Bochum. Applaudieren wollen die Bochumer Opelaner den selbst ernannten Rettern ihres Werkes lieber nicht. "Bei uns herrscht Angst und große Wut", sagt Vertrauensmann Steffen Reichelt. Schon vor dem Berliner Tauziehen um ihre Arbeitsplätze hätten die Beschäftigten auf zahlreichen Versammlungen heftig um ihre Zukunft gestritten, darüber, welcher Investor der beste sei und welche Forderungen sie an ihn stellen wollen.
Seit der Entscheidung am Wochenende für Magna wurde noch keine Schicht gefahren - seit Februar arbeiten die Opelaner in Kurzarbeit. Am Mittwoch laufen die Bänder wieder an und die Betriebsräte wollen Versammlungen einberufen. "Jetzt sind wir endlich am Zug", so Reichelt. Die politischen Verhandlungen hätten keine "Heldentaten" hervor gebracht.

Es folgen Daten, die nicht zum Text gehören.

PR #313, opened 2022-06-15
Add an action to check the prometheus config

### LINKED ISSUE #180: Juju action for debugging generated Prometheus configuration
## Use Case

A system administrator would like to understand why the Prometheus charm has entered Blocked status due to a bad Prometheus configuration file. For this purpose he would like a Juju action that runs `promtool check config /etc/prometheus/prometheus.yml` and shows him the output.

rbarry82:
## Issue
Add an action to run `promtool check config` to tell users what may be wrong with their Prometheus configuration.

Chrysler ist insolvent. GM wankt und droht Opel mit in die Tiefe zu reißen. Porsche und VW kämpfen gegeneinander. Die Zulieferer leiden. Jobs sind bedroht. Spezial: Krise der Autobauer
Wenn es einen großen Verlierer im nächtelangen Poker um die Rettung des Autoherstellers gibt, dann ist es die Stadt im Ruhrgebiet. Von den rund 5500 Menschen soll rund ein Drittel die Arbeit verlieren. Ohne betriebsbedingte Kündigungen, heißt es bislang. "Dazu gibt es aber keine schriftliche Vereinbarung. Wir wurden so oft belogen, warum sollten sich die Arbeitgeber diesmal daran halten?"

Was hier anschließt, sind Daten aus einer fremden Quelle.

PR #315, opened 2022-06-16
fix juju topology template substitution

simskij:
The current code incorrectly replaces the template with a bare comma instead of actually injecting the topology

### DIFF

Kaum einer scheint den Rettungsaussagen von NRW-Ministerpräsident Jürgen Rüttgers oder Bundeskanzlerin Angela Merkel (beide CDU) Glauben zu schenken. Seit der besten Zeit des zweitgrößten deutschen Werkes mit weit mehr als 21 000 Arbeitern müssen sie nahezu jedes Jahr um ihre Jobs bangen. Zuletzt 2004, als sie mit einem wilden Streik die Produktion in nahezu ganz Europa lahm legten. Nach einem permanenten Stellenabbau sind in dem Werk nahe der Innenstadt kaum noch Menschen beschäftigt, die sich zum Beispiel aufgrund ihres Alters mit ihrer Abfindung freiwillig zur Ruhe setzen wollen.
Aber mit Magna ist nun erstmalig der deutsche Staat am Verhandlungstisch. Die Bürgschaften von Bund und Ländern sollen nun an die Sicherung eines Arbeitsplatz-Kontingents geknüpft werden. Genaue Angaben über die Zielzahl könnten noch nicht gemacht werden, sagt Rüttgers. Noch vor zehn Tagen hatte Rüttgers das erste Magna-Konzept stritk abgelehnt, das die Streichung von 2200 Jobs vorsah. "Jetzt herrscht endlich Sicherheit für die Opel-Beschäftigten in Bochum," so der Christdemokrat.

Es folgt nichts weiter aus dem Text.